GCC works to build a Bay Area with healthy, thriving, and affordable neighborhoods connected to opportunities by premier transit networks. Using a regional frame, this collaboration of funders, nonprofits, and public sector partners develops community-based solutions to address the Bay’s housing, transportation, and climate challenges. They work to ensure that low-income communities and communities of color have a strong voice in shaping a more equitable and sustainable Bay Area.

Regional and State Advocacy

Increasing affordable housing requires regional and state policies and ongoing public funding. We work with our partners to secure public funding and comprehensive housing policy solutions.

Pursuing Comprehensive Policy Solutions

We support the policy solutions we need. For example, we successfully advocated for creating and launching the Bay Area Housing Finance Authority (BAHFA). BAHFA is California’s first regional housing finance authority. It has the potential to raise billions of dollars to address the region’s housing crisis. We have supported the passage of over 30 laws that protect renters, preserve housing affordability, and support the production of affordable homes. We also advocate to ensure that housing is central to any regional COVID recovery efforts.

Building Coalitions

We are helping to forge and support regional and state coalitions of diverse housing advocacy stakeholders. Together, we will build a more robust, coordinated infrastructure, align current campaigns, and push for statewide priorities. We will strengthen connections within and between regions and increase community voice in affordable housing policy.

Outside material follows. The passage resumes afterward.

PR #835, opened 2017-08-11
Fix improper use of floats

kaykurokawa:
The daemon, when processing JSON RPC calls, needs to treat float fields as decimal.Decimal. 

It also needs to be able to return decimal.Decimal's as JSON without losing precision.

Supporting Black-led Housing Organizations

We are increasing the depth and breadth of Black-led organizations working on the region’s housing crisis. We focus on affordable housing developers, community development financial institutions (CDFIs), and organizations with local and/or statewide approaches to stabilize Black families in their communities. Key efforts include the Bay Area Black Housing Advisory Taskforce and the Black Developers Forum which recently helped win $112 million state set aside for Black and other contractors of color.

Building Public and Political Will

It will take substantial public and political will to meet the challenges ahead. We collaborate on efforts to build momentum for the housing justice movement through strategies, tactics, and messaging that drive a new narrative about why Bay Area housing is central to racial equity and economic inclusion.

Bay Area Equity Atlas
Bay Area Equity Atlas

The Bay Area Equity Atlas has detailed, reliable data disaggregated by race/ethnicity and other demographics. It tracks 23 equity indicators for 272 geographies/jurisdictions across the Bay Area’s nine-county region. Housing-related indicators track issues such as how the region is expanding affordable housing, increasing neighborhood opportunities, and reducing gentrification and displacement.

Shift the Bay

Shift the Bay is a diverse coalition of housing advocates pushing for housing and racial justice in the Bay Area through a narrative shift. They have developed research-driven and field-practiced strategies, tactics, and messages that change hearts and minds, shift voter attitudes and values, and build political will. The coalition is a diverse range of organizations spanning multiple industries, issues, and audiences.